WHAT THE EXERCISE ASKS -> Work through the entries below and show every line in which "tried" is found.

DATA SHOWN ->
PR #436, opened 2022-10-22
Make SwitchCell easier to use with assistive technologies

adincebic:
Current implementation of SwitchCell does not support easier navigation with VoiceOver or other assistive technologies due to the fact that all UI elements are exposed as accessibility children. When cells have a switch and it is the only action button, tapping on the whole cell using assistive technologies should toggle its value. More over, it should not be separate accessibility element.

## To test

1. Turn voiceover on
2. Go to app settings from the profile tab
3. Tap on Notifications
4. Use swipe left or right gestures with one finger and try toggling notifications on and off

## Current behavior:

Voiceover treats label of the cell and the switch as two elements requiring users to swipe twice before reaching the switch. This gets more problematic if there are a lot of switches like in General section of app settings.

## Behaviour after this fix:

Voiceover treats cell label and switch control as single element and double tapping on it toggles its value just like in Apple's apps.

### DIFF
--- a/podcasts/SwitchCell.swift
+++ b/podcasts/SwitchCell.swift
@@ -1,14 +1,12 @@
 import UIKit
 
 class SwitchCell: ThemeableCell {
-    @IBOutlet var cellSwitch: ThemeableSwitch!
+    let cellSwitch: ThemeableSwitch = {
+        let cellSwitch = ThemeableSwitch()
+        cellSwitch.isAccessibilityElement = false
+        return cellSwitch
+    }()
     @IBOutlet var cellLabel: UILabel!
-    @IBOutlet var cellSecondaryLabel: ThemeableLabel! {
-        didSet {
-            cellSecondaryLabel.style = .primaryText02
-        }
-    }
-
     @IBOutlet var cellImage: UIImageView!
     @IBOutlet var cellTextToImageConstraint: NSLayoutConstraint!
 
@@ -23,7 +21,7 @@ class SwitchCell: ThemeableCell {
 
     override func awakeFromNib() {
         super.awakeFromNib()
-
+        accessoryView = cellSwitch
         setNoImage()
     }
 
@@ -47,28 +45,7 @@ class SwitchCell: ThemeableCell {
     override func setSelected(_ selected: Bool, animated: Bool) {}
     override func setHighlighted(_ highlighted: Bool, animated: Bool) {}
 
-    override func layoutSubviews() {
-        super.layoutSubviews()
-        setupAccessibility()
-    }
-
     override func accessibilityActivate() -> Bool {
-        cellSwitch.setOn(!cellSwitch.isOn, animated: true)
-        cellSwitch.sendActions(for: .valueChanged)
-        matchAccessibilityValueWithSwitchControl()
-        return true
-    }
-
-    private func setupAccessibility() {
-        isAccessibilityElement = true
-        let labelText = cellLabel.text ?? ""
-        let secondaryLabelText = cellSecondaryLabel.text ?? ""
-        accessibilityLabel = "\(labelText), \(secondaryLabelText)"
-        accessibilityTraits = cellSwitch.accessibilityTraits
-        matchAccessibilityValueWithSwitchControl()
-    }
-
-    private func matchAccessibilityValueWithSwitchControl() {
-        accessibilityValue = cellSwitch.accessibilityValue
+        return isLocked
     }
 }
--- a/podcasts/SwitchCell.swift
+++ b/podcasts/SwitchCell.swift
@@ -46,4 +46,29 @@ class SwitchCell: ThemeableCell {
 
     override func setSelected(_ selected: Bool, animated: Bool) {}
     override func setHighlighted(_ highlighted: Bool, animated: Bool) {}
+
+    override func layoutSubviews() {
+        super.layoutSubviews()
+        setupAccessibility()
+    }
+
+    override func accessibilityActivate() -> Bool {
+        cellSwitch.setOn(!cellSwitch.isOn, animated: true)
+        cellSwitch.sendActions(for: .valueChanged)
+        matchAccessibilityValueWithSwitchControl()
+        return true
+    }
+
+    private func setupAccessibility() {
+        isAccessibilityElement = true
+        let labelText = cellLabel.text ?? ""
+        let secondaryLabelText = cellSecondaryLabel.text ?? ""
+        accessibilityLabel = "\(labelText), \(secondaryLabelText)"
+        accessibilityTraits = cellSwitch.accessibilityTraits
+        matchAccessibilityValueWithSwitchControl()
+    }
+
+    private func matchAccessibilityValueWithSwitchControl() {
+        accessibilityValue = cellSwitch.accessibilityValue
+    }
 }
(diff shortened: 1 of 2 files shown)


podcasts/SwitchCell.swift
```diff
@@ -46,4 +46,29 @@ class SwitchCell: ThemeableCell {
 
     override func setSelected(_ selected: Bool, animated: Bool) {}
     override func setHighlighted(_ highlighted: Bool, animated: Bool) {}
+
+    override func layoutSubviews() {
+        super.layoutSubviews()
+        setupAccessibility()
```
adincebic: I did try calling this method from "awakeFromNib" but it was too early as "cellSwitch" and "cellLabels" had values defined in xib file which is not desirable.

podcasts/SwitchCell.swift
```diff
@@ -46,4 +46,29 @@ class SwitchCell: ThemeableCell {
...
+
+    override func accessibilityActivate() -> Bool {
+        cellSwitch.setOn(!cellSwitch.isOn, animated: true)
+        cellSwitch.sendActions(for: .valueChanged)
+        matchAccessibilityValueWithSwitchControl()
+        return true
+    }
+
+    private func setupAccessibility() {
+        isAccessibilityElement = true
```
adincebic: I tried setting isAccessibilityElement to true, but it didn't work as voiceover for some reason tries to read accessibility label from its parent view (this cell).

podcasts/SwitchCell.swift
```diff
@@ -46,4 +46,29 @@ class SwitchCell: ThemeableCell {
...
+        let labelText = cellLabel.text ?? ""
+        let secondaryLabelText = cellSecondaryLabel.text ?? ""
+        accessibilityLabel = "\(labelText), \(secondaryLabelText)"
+        accessibilityTraits = cellSwitch.accessibilityTraits
```
adincebic: I tried manually setting .switch as accessibility trait, but such trait does not exist. Accessibility trait for switch is not exposed and this is the only way to match behaviour like in Apple's apps.

adincebic:
@emilylaguna  could you please add Accessibility label to this pr?

podcasts/SwitchCell.swift
fsalata: To behave like Apple apps you only have to add the switch to the `accessoryView` instead of `contentView` of the cell.
I can't test on a real device right now but you can see in the video that the cell is read entirely and preforming the action (double tap) activates/deactivates the switch. 
Removing the switch from interface builder, changing line 4 to `var cellSwitch = ThemeableSwitch(frame: .zero)` and adding it to cell's `accessoryView` ( `self.accessoryView = cellSwitch`) should fix the behavior.
Hope it helps.

https://user-images.githubusercontent.com/7861088/197657365-78441bb8-3385-4bb1-ac9d-7c565460ecad.mov

adincebic: > To behave like Apple apps you only have to add the switch to the `accessoryView` instead of `contentView` of the cell.
> 
> I can't test on a real device right now but you can see in the video that the cell is read entirely and preforming the action (double tap) activates/deactivates the switch. 
> 
> Removing the switch from interface builder, changing line 4 to `var cellSwitch = ThemeableSwitch(frame: .zero)` and adding it to cell's `accessoryView` ( `self.accessoryView = cellSwitch`) should fix the behavior.
> 
> Hope it helps.
> 
> 
> 
> https://user-images.githubusercontent.com/7861088/197657365-78441bb8-3385-4bb1-ac9d-7c565460ecad.mov
> 
> 
> 
> 

Thanks for the comment. I am aware of accessory view and accessibility behaviour when switch is its subview. I wanted to make as little changes as possible.

fsalata: Oh ok.
You can try to hide the switch from the voiceover and set a `accessibilityCustomActions` for the cell to change the switch value programmatically

podcasts/SwitchCell.swift
```diff
@@ -46,4 +46,29 @@ class SwitchCell: ThemeableCell {
...
     override func setSelected(_ selected: Bool, animated: Bool) {}
     override func setHighlighted(_ highlighted: Bool, animated: Bool) {}
+
+    override func layoutSubviews() {
+        super.layoutSubviews()
+        setupAccessibility()
+    }
+
+    override func accessibilityActivate() -> Bool {
+        cellSwitch.setOn(!cellSwitch.isOn, animated: true)
```
emilylaguna: If the isLocked value is set to false then we should return false here to prevent the switch from being activated.

You can reproduce by doing the following:

1. Sign into an account without plus
2. Navigate to the Apple Watch or Files settings
3. Select a Plus only switch
4. Activate it

podcasts/SwitchCell.swift
```diff
@@ -46,4 +46,29 @@ class SwitchCell: ThemeableCell {
...
+    private func setupAccessibility() {
+        isAccessibilityElement = true
+        let labelText = cellLabel.text ?? ""
+        let secondaryLabelText = cellSecondaryLabel.text ?? ""
+        accessibilityLabel = "\(labelText), \(secondaryLabelText)"
+        accessibilityTraits = cellSwitch.accessibilityTraits
+        matchAccessibilityValueWithSwitchControl()
+    }
+
+    private func matchAccessibilityValueWithSwitchControl() {
```
emilylaguna: I think we can make this method name a bit more generic. 

```suggestion
    private func updateAccessibilityValue() {
```

podcasts/SwitchCell.swift
```diff
@@ -46,4 +46,29 @@ class SwitchCell: ThemeableCell {
...
+        cellSwitch.sendActions(for: .valueChanged)
+        matchAccessibilityValueWithSwitchControl()
+        return true
+    }
+
+    private func setupAccessibility() {
+        isAccessibilityElement = true
+        let labelText = cellLabel.text ?? ""
+        let secondaryLabelText = cellSecondaryLabel.text ?? ""
+        accessibilityLabel = "\(labelText), \(secondaryLabelText)"
```
emilylaguna: The secondaryLabel isn't actually used anywhere for the switch cell so we don't need to pass this value in here. In the future we should remove the label from the Xib and class. 
```suggestion
        accessibilityLabel = cellLabel.text
```

emilylaguna (changes requested):
Hey @adincebic, thank you so much for your contribution 🙌 👏 .

I gave this a test and everything is working with the exception of it bypassing the isLocked state (See the comment below) 

However I agree with @fsalata below that if we're updating the accessibility for this view we should also update it to reuse the system accessibility features by moving the switch into `accessoryView`.

What do you think about making that change?

adincebic:
> Hey @adincebic, thank you so much for your contribution 🙌 👏 .
> 
> 
> 
> I gave this a test and everything is working with the exception of it bypassing the isLocked state (See the comment below) 
> 
> 
> 
> However I agree with @fsalata below that if we're updating the accessibility for this view we should also update it to reuse the system accessibility features by moving the switch into `accessoryView`.
> 
> 
> 
> What do you think about making that change?

Sure, I'll get to it as soon as possible.

adincebic:
@emilylaguna  @fsalata  

* I moved cellSwitch to accessoryView
* Took isLocked into account
* Removed secondaryLabel from xib and Swift file

Please review.

adincebic:
Hey @fsalata  @emilylaguna  can I ask you to review this code once more? :)

podcasts/SwitchCell.swift
```diff
@@ -1,14 +1,12 @@
 import UIKit
 
 class SwitchCell: ThemeableCell {
-    @IBOutlet var cellSwitch: ThemeableSwitch!
+    let cellSwitch: ThemeableSwitch = {
+        let cellSwitch = ThemeableSwitch()
+        cellSwitch.isAccessibilityElement = false
```
fsalata, line 6: I believe you don't need to set it to false, when you add it to `accessoryView` it should work as expected

adincebic: Not realy, it gets exposed as accessibility element along side parent cell. I tested it manually and needed to set it to false.

emilylaguna (approved):
Nice work! This works nicely in my testing. 

Thank you so much for your contribution! I'll get this merged in.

WRITTEN RESPONSE ->
adincebic: I tried setting isAccessibilityElement to true, but it didn't work as voiceover for some reason tries to read accessibility label from its parent view (this cell).
adincebic: I tried manually setting .switch as accessibility trait, but such trait does not exist. Accessibility trait for switch is not exposed and this is the only way to match behaviour like in Apple's apps.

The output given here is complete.